[Records shown Boundary: Start]
PR #1327, opened 2026-04-30
Untangle affine constraints in close!

kreutzheidephil:
The goal here is to allow the user to define nested affine constraints. An untangling is then performed in `close!`. To do this I proceed by finding all nested constraints to construct the system `A * a_c = C * a_f + g`. Here `A` and `C` are sparse matrices, as that is expected from nested constraints. I first construct `A` then update the `ch.dofcoefficients` to then construct `C` and `g`. Using the LU decomposition of `A`, I the solve the system and update the `ch.dofcoefficients` and `ch.affine_inhomogeneities` accordingly.

I have put most of the functions I added into a new file as `ConstraintHandler.jl` is already a bit long and would benefit from a little clean up.

I would love some feedback. I would particularly like to discuss the following points:
1. What error should be thrown when `A` is singular. I have just written something so that it is not empty but am not sure if it is useful.
2. Anything regarding the test.
3. Is it necessary to save the decomposition of `A` to make the `AffineConstraints` update-able or am I missing a different workaround? I ask this as I am interested in doing this in the near future.
4. Function names.


fredrikekre:
I haven't looked at your implementation, but IIRC deal.ii just does a fixed point iteration to substitute dofs equation by equation, i.e. starting with
```
u1 = u2 + u3
u2 = u4 + u5
u5 = 4
```
replace `u2` in first:
```
u1 = u4 + u5 + u3
u2 = u4 + u5
u5 = 4
```
replace `u5` in first (or maybe move on to the second equation and come back?):
```
u1 = u4 + 4 + u3
u2 = u4 + u5
u5 = 4
```
replace `u5` in second:
```
u1 = u4 + 4 + u3
u2 = u4 + 4
u5 = 4
```
etc until convergence.

termi-official:
Just note that the described iteration does not converge in the case of cyclic constraints.

kreutzheidephil:
I do it differently. Using your example I would move `u2` to the LHS and then solve the system:

$$
\begin{bmatrix}
1 & -1 \\
0 & 1
\end{bmatrix}
\begin{bmatrix}
u1 \\
u2
\end{bmatrix} =
\begin{bmatrix}
1 & 0 & 0 \\
0 & 1 & 1
\end{bmatrix}
\begin{bmatrix}
u3 \\
u4 \\
u5
\end{bmatrix}
$$

for `u1` and `u2`.

@KnutAM and I discussed this a bit and came to the conclusion that using this approach was probably easier and less error prone. As the fixed point approach is essentially a Gauss elimination (?) which might require a lot of possibly difficult-to-read code. Furthermore, if a lot of nested constraints appear then a sparse linear solve is probably faster?

KnutAM:
> Just note that the described iteration does not converge in the case of cyclic constraints.

This is how @kreutzheidephil and I reasoned too, and kindof nice that you just get a singular exception automatically instead of handling a lot of special cases that is needed before eventually throwing an error. The only question I have is if this strategy is sufficiently fast or if a special algorithm is required to be more efficient.

Edit: @kreutzheidephil was faster :D

termi-official:
> As the fixed point approach is essentially a Gauss elimination (?)

Nope.

> The only question I have is if this strategy is sufficiently fast or if a special algorithm is required to be more efficient.

We might want to make this modular so users can choose. I think for generic affine constraints this 
(solve) is the best we can do. But usually we have a lot extra structure to efficiently resolve the constraints.

kreutzheidephil:
> We might want to make this modular so users can choose.

@termi-official could you elaborate a bit on this?

termi-official:
Fredriks algorithm (see e.g. https://arxiv.org/pdf/1905.04033) is typically more efficient than forming the system and doing a linear solve if your affine constraints are due to some AMR alg, where we can guarantee non-cyclic dependencies.

kreutzheidephil:
So maybe the way forward would be to make a function `untangle_affine_constraints!` available to users. It can then be called before `close!` in case they have nested constraints and don't mind waiting for a linear solve to untangle them. Then we can leave `close!` free for a more efficient algorithm in the future?

KnutAM:
> So maybe the way forward would be to make a function untangle_affine_constraints available to users.

Great idea! Can probably have a syntax like `untangle_constraints!(ch; algorithm::Bool)`? 

In order to be able to make this backwards compatible with periodic bcs, we probably want to call this automatically if a periodic bc has been added. If it can be done at essentially zero cost (for non-entangled cases), we could probably always call this, and then users can call `untangle_constraints!` before `close!` if they want an optimized version.

fredrikekre:
I think untangling should happen automatically but we can surface the algo choice as a keword argument to close when/if we have more algos implemented. Don't worry about that in this PR.

kreutzheidephil:
Just some quick comments on the last commit.

1. I have renamed `isnested` to `istangled` to consistently use the tangled terminology. Maybe the term nested is better. Discussing with @KnutAM yesterday he made the remark that tangled could be considered to include cyclic constraints, while nested is without cyclic.
2. I have not bench marked anything. However, I do the same test to see if constraints are tangled that was also previously implemented, meaning in the case that no constraints are tangled it will not be any slower than before.

test/test_constraints.jl
```diff
@@ -1397,12 +1397,48 @@ end # testset
...
-    @testset "error paths" begin
+    # Test when affine constraints weren't allowed to be nested
+    #
+    # @testset "error paths" begin
+    #     ch = ConstraintHandler(dh)
+    #     add!(ch, AffineConstraint(1, [2 => 1.0], 0.0))
+    #     add!(ch, AffineConstraint(2, [3 => 1.0], 0.0))
+
+    #     @test_throws ErrorException("nested affine constraints currently not supported") close!(ch)
+    # end # subtestset
```
termi-official:
```suggestion
```

src/Dofs/ConstraintHandler.jl
```diff
@@ -310,19 +311,10 @@ function close!(ch::ConstraintHandler)
...
-            i == 0 && continue
-            icoeffs = ch.dofcoefficients[i]
-            if !(icoeffs === nothing || isempty(icoeffs))
-                error("nested affine constraints currently not supported")
-            end
-        end
+
+    if istangled(ch) # untangle affine constraints
+        @debug @warn "untangling nested and cyclic affine constraints"
+        untangle_constraints!(ch)
```
termi-official, line 341: Maybe we can be more explicit with the name here.

```suggestion
    if istangled(ch)
        @debug @warn "untangling nested and cyclic affine constraints"
        untangle_affine_constraints!(ch)
```

Also, why warning?

src/Dofs/untangling_affine_constraints.jl
```diff
@@ -0,0 +1,231 @@
...
+
+    # TODO: maybe add possibility to warn user (if user chooses through kwarg) if `A` is ill conditioned
+
+    luA = try
+        LinearAlgebra.lu(A; check = true)
+    catch e
+        if e isa LinearAlgebra.SingularException
+            throw(
+                "the affine constraints are nested and untangling them results in " *
+                    "ill defined constraints. A possibility to avoid this is to guarantee that " *
```
termi-official:
```suggestion
                    "cyclic constraints. A possibility to avoid this is to guarantee that " *
```
Pretty sure this is what we want to say here. Probably nothing we or the user can do here. Note that cyclic essentially reduces to linear dependend. Or do you have more cases in mind?

kreutzheidephil: I just thought if we have for example `u_1 = ...` and `u_2 = 1e-16*u_1 ` we will get a ill conditioned matrix during untangling, possibly so ill conditioned that the LU decomp fails. Seeing as this could happen without cyclic constraints I wanted to leave it general.

src/Dofs/ConstraintHandler.jl
kreutzheidephil: > Maybe we can be more explicit with the name here.

I agree 
> Also, why warning?

I just thought it might be helpful when debugging if the user has complex constraints and is getting unexpected solutions but maybe unnecessary.

src/Dofs/ConstraintHandler.jl
```diff
@@ -357,9 +349,12 @@ constraint if true.
 """
 function add_prescribed_dof!(ch::ConstraintHandler, constrained_dof::Int, inhomogeneity, dofcoefficients = nothing)
     @assert(!isclosed(ch))
+    @assert(constrained_dof ≤ ndofs(ch.dh))
     i = get(ch.dofmapping, constrained_dof, 0)
+    # TODO: It would be cool not to override and just add regardless
+    # and then untangle in close! This however not done yet.
```
lijas, line 379: Just a comment regarding this. In the future, we can consider adding constraints as a "flat" vector instead, where dont specify which node should be master/slave (e.g u1 + u2 - 3 = 0 instead of u1 = -u2 + 3), and then let the untangling-algorithm pick the best set of constrained nodes. I asked Gemini, and there seems to exist such an algorithm called Rank-Revealing QR Decomposition with Column Pivoting. I played around with it yesterday, and it seems to work really nicely. But perhaps out of scope for this PR :)

kreutzheidephil: This sounds really cool :) 
Possibly a nice way to generalize the constraints more too

src/Dofs/untangling_affine_constraints.jl
```diff
@@ -0,0 +1,231 @@
...
+                return true
+            end
+        end
+    end
+    return false
+end
+
+function _assign_new_index!(d::Dict{Int, Int}, k::Int)
+    return if !haskey(d, k)
+        d[k] = maximum(values(d); init = 0) + 1
```
KristofferC: This makes the algorithm O(n^2) since it computes a `maximum` inside the loop. We are only adding (never deleting) things so something like

```julia
function _assign_new_index!(d::Dict{Int, Int}, key::Int)
    return get!(d, key, length(d) + 1)
end
```

should be fine

src/Dofs/untangling_affine_constraints.jl
```diff
@@ -0,0 +1,231 @@
...
+    C, g, affine_fdof_ordering = _create_rhs_affine_constraint_matrices(ch, affine_equation_ordering)
+
+    # TODO: maybe add possibility to warn user (if user chooses through kwarg) if `A` is ill conditioned
+
+    luA = try
+        LinearAlgebra.lu(A; check = true)
+    catch e
+        if e isa LinearAlgebra.SingularException
+            throw(
+                "the affine constraints are tangled and untangling them results in " *
```
KristofferC: this should throw some type of exception, `ArgumentError`?

src/Dofs/untangling_affine_constraints.jl
```diff
@@ -0,0 +1,231 @@
...
+                    "ill defined constraints. A possibility to avoid this is to guarantee that " *
+                    "the constraints are not tangled before calling close!"
+            )
+        else
+            rethrow(e)
+        end
+    end
+
+    C .= LinearAlgebra.ldiv(luA, C)
```
KristofferC: `LinearAlgebra.ldiv(luA, C)` gives a dense matrix, so if you have many constraints you are going to blow up memory here. Also, instead of `C .= ` I would use `copy!`

src/Dofs/untangling_affine_constraints.jl
```diff
@@ -0,0 +1,231 @@
...
+Untangle the constraints in `ch`. This function will error if the constraints are not tangled.
+"""
+function untangle_constraints!(ch::ConstraintHandler)
+    # Incase user calls this? Maybe not relevant if not exported?
+    @assert istangled(ch) "the constraints are not tangled"
+    A, affine_equation_ordering, _, dofcoeffs_to_remove = _create_lhs_affine_constraint_matrix(ch)
+
+    # update ch.dofcoefficients so that they can be used to construct `C`
+    for (k, v) in dofcoeffs_to_remove
+        deleteat!(ch.dofcoefficients[k], v)
```
KristofferC: This mutates `ch` but the operation can then fail later giving a corrupted and mutated `ch`. It is probably better to only mutate `ch` ones you have the final values you are going to update it with.

KristofferC:
This probably does not have to be done in this PR, but doing a full solve for all constraints is a bit overkill. Having had to work on MTK.jl etc what I think they do is to create groups of "strongly connected components" by walking constrained dofs and see what constrained dofs they couple to. So in the simplest case:

```
u₁ = 2u₂ + u₅
u₂ = 3u₃ + 4
u₃ = u₆ - 1
```

you have

```
u₁ ──→ u₂ ──→ u₃
```

(u₆ and u₅ are leaves). In this case you don't have to factorize at all you can just solve for the constrained variables and "plug in" the result everywhere.

For e.g.

```
u₁ = 0.5u₂ + u₅
u₂ = 0.25u₁ + u₆ + 1
```

you have a cycle `u₁ ──→ u₂  ──→ u₁` and have to solve a 2x2 system.

And then the mixed case

```
u₁ = 2u₂ + u₇
u₂ = 0.5u₃ + u₅
u₃ = 0.25u₂ + u₆
```

you get 

```
u₁ ──→ u₂ ⇄ u₃
```

so here you can solve `u₂` and `u₃` and then substitute into `u₁`.

So you get one factorization for every SCC instead of a big global one.

----------

Also, one thing I have had need for is when you have cohesive elements and multiple polyhedra (like grains) that touch in a Y shape, and you want to tie all the u-dofs there together, basically `u1 = u2 = u3`. I wonder if we could have something like

```
add!(ch, EqualityConstraint([1, 2, 3, 4]))
```

that does this automatically for you.

src/Dofs/untangling_affine_constraints.jl
kreutzheidephil: I think that is probably the most appropriate :)

src/Dofs/untangling_affine_constraints.jl
kreutzheidephil: That is true, I guess one way to get around that would be to construct the result column wise. I would assume it would take longer but at least it wouldn't blow up memory.

src/Dofs/untangling_affine_constraints.jl
kreutzheidephil: Oh yes I missed this bug, thank you

kreutzheidephil:
There have been a couple of suggestions on how to make the untangling more efficient. One thing that I think is possibly overlooked is the extension of the `AffineConstraints` to allow time dependent inhomogeneities. Assume we have the following tangled constraints with time dependent inhomogeneities:
```
u_1 = 2u_2 + f_1(t)
u_2 = -u_1 + u_4 + f_2(t)
u_3 = 5u_2 + 3
```
If we write the untangled solution as in the current approach (this PR) we get

`u_c = A^-1 * C * u_f + A^-1 * g(t)`.

Concretely, for the system above, this is
```
u_1 = -2u_4 - f_1(t) - f_2(t)
u_2 = -u_4 - f_1(t) - f_2(t)
u_3 = -5u_4 - 5f_1(t) - 5f_2(t) + 3
```
so the inhomogeneities "mix". If we want to update the `ch.inhomogeneities` in `update!` we need to save `A^-1` as its LU (or similar) or the information it contains, as it will be required in each update. I think a sparse LU is an efficient way to save and then apply this information in `update!`. The approach in this PR builds it for free essentially, other approaches it is potentially something that would have to be built alongside the untangling. I guess a possible way to circumvent all this is to implement the approach suggested by @lijas https://github.com/Ferrite-FEM/Ferrite.jl/pull/1327#discussion_r3278862479, so that we avoid the tangling from the beginning, as a forward and backward substitution in every `update!` call is probably not desirable.

It would be nice to discuss this a little.

src/Dofs/ConstraintHandler.jl
```diff
@@ -334,20 +335,10 @@ function close!(ch::ConstraintHandler)
...
-            i == 0 && continue
-            icoeffs = ch.dofcoefficients[i]
-            if !(icoeffs === nothing || isempty(icoeffs))
-                @debug println("Nested affine constraint detected: master dof $d of $coeffs is itself affinely constrained")
-                error("nested affine constraints currently not supported")
-            end
-        end
+
+    if istangled(ch) # untangle affine constraints
+        @debug @warn "untangling tangled and cyclic affine constraints"
```
KnutAM, line 340:
```suggestion
        @debug @info "untangling tangled and cyclic affine constraints"
```

src/Dofs/untangling_affine_constraints.jl
```diff
@@ -0,0 +1,264 @@
+"""
+    untangle_constraints!(ch::ConstraintHandler)
+
+Untangle the constraints in `ch`. This function will error if the constraints are not tangled.
+"""
+function untangle_constraints!(ch::ConstraintHandler)
+    # Incase user calls this? Maybe not relevant if not exported?
+    @assert istangled(ch) "the constraints are not tangled"
```
KnutAM, line 8:
```suggestion
function _untangle_constraints!(ch::ConstraintHandler)
```
Document as internal (and add `_` prefix), so we don't need to do the check twice. If we want a public version, we can have `untangle_constraints!` that first checks and then untangles, but the internal one can assume tangled.

src/Dofs/untangling_affine_constraints.jl
```diff
@@ -0,0 +1,264 @@
...
+            push!(coeffs, (dof => C.nzval[nz_i]))
+        end
+    end
+    return dc
+end
+
+"""
+    istangled(ch::ConstraintHandler)
+
+Check if the constraint handler has any tangled dofs.
```
KnutAM, line 219: Define what is implied by tangled in the docstring?

src/Dofs/ConstraintHandler.jl
```diff
@@ -382,9 +373,13 @@ constraint if true.
 """
 function add_prescribed_dof!(ch::ConstraintHandler, constrained_dof::Integer, inhomogeneity, dofcoefficients = nothing)
     @assert(!isclosed(ch))
+    @assert(constrained_dof ≤ ndofs(ch.dh))
     i = get(ch.dofmapping, constrained_dof, 0)
+    # TODO: It would be cool not to override and just add regardless
+    # and then untangle in close! This however not done yet.
+    # If you're interested in this see https://github.com/Ferrite-FEM/Ferrite.jl/pull/1327#discussion_r3278862479
```
KnutAM, line 380:
```suggestion
```

src/Dofs/untangling_affine_constraints.jl
```diff
@@ -0,0 +1,264 @@
...
+
+    new_dofcoefficients = deepcopy(ch.dofcoefficients)
+    # update new_dofcoefficients so that they can be used to construct `C`
+    for (k, v) in dofcoeffs_to_remove
+        deleteat!(new_dofcoefficients[k], v)
+    end
+    C, g, affine_fdof_ordering = _create_rhs_affine_constraint_matrices(ch, new_dofcoefficients, affine_equation_ordering)
+
+    # TODO: maybe add possibility to warn user (if user chooses through kwarg) if `A` is ill conditioned
+
```
KnutAM, line 19:
```suggestion
```

PR #1333, opened 2026-05-12
Introduce AbstractCellCache

lijas:
With these changes, FerriteIGA.jl can use L2Projector without any additional code. It is able to do this by extending the CellIterator/CellCache "interface". 

It would be nice to have a documented interface for the CellIterator in the future so costum grids can use it.

### DIFF
--- a/src/iterators.jl
+++ b/src/iterators.jl
@@ -242,7 +242,7 @@ end
     `CellIterator` is stateful and should not be used for things other than `for`-looping
     (e.g. broadcasting over, or collecting the iterator may yield unexpected results).
 """
-struct CellIterator{CC <: CellCache, IC <: IntegerCollection}
+struct CellIterator{CC, IC <: IntegerCollection}
     cc::CC
     set::IC
 end
--- a/src/iterators.jl
+++ b/src/iterators.jl
@@ -14,6 +14,8 @@ UpdateFlags(; nodes::Bool = true, coords::Bool = true, dofs::Bool = true) =
 ## CellCache ##
 ###############
 
+abstract type AbstractCellCache end
+
 """
     CellCache(grid::Grid)
     CellCache(dh::AbstractDofHandler)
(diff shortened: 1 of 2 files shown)


src/iterators.jl
```diff
@@ -242,7 +242,7 @@ end
     `CellIterator` is stateful and should not be used for things other than `for`-looping
     (e.g. broadcasting over, or collecting the iterator may yield unexpected results).
 """
-struct CellIterator{CC <: CellCache, IC <: IntegerCollection}
+struct CellIterator{CC, IC <: IntegerCollection}
```
termi-official: This change does not work.

lijas: 😞 
```
Got exception outside of a @test
  MethodError: CellIterator(::DofHandler{2, Grid{2, Quadrilateral, Float64}}, ::OrderedSet{Int64}) is ambiguous.
  
  Candidates:
    CellIterator(gridordh::Union{DofHandler, Grid}, set::Union{Nothing, AbstractSet{<:Integer}, AbstractVector{<:Integer}})
      @ Ferrite ~/work/Ferrite.jl/Ferrite.jl/src/iterators.jl:250
    CellIterator(cc::CC, set::IC) where {CC, IC<:(Union{AbstractSet{var"#s5"}, AbstractVector{var"#s5"}} where var"#s5"<:Integer)}
      @ Ferrite ~/work/Ferrite.jl/Ferrite.jl/src/iterators.jl:246
```

KnutAM: Looks like a Julia bug to me? The union should be more specific than Any? 

Edit: Aha, no bug - missed the nothing in one of the unions - can just add a dispatch for nothing specifically somewhere to use all cells?

termi-official: Or we introduce some AbstractCellCache type. This should also help here.

KnutAM: How should this interface with ImmutableCellCache in #1291 ? Both cellcaches but different API? Will we need 
* AbstractCellCache
  * AbstractMutableCellCache
    * CellCache
  * AbstractImmutableCellCache
    * ImmutableCellCache

?

termi-official: We never defined APIs for most of our types. Assembler, Dofhandler, FEValues... all subtypes there have different APIs. Which is okay given that they serve different purposes.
[Records shown Boundary: End]
• _Directions_
Your answer should be the lines above that contain the word "blow", copied out.

• _Exercise response_
KristofferC: `LinearAlgebra.ldiv(luA, C)` gives a dense matrix, so if you have many constraints you are going to blow up memory here. Also, instead of `C .= ` I would use `copy!`
kreutzheidephil: That is true, I guess one way to get around that would be to construct the result column wise. I would assume it would take longer but at least it wouldn't blow up memory.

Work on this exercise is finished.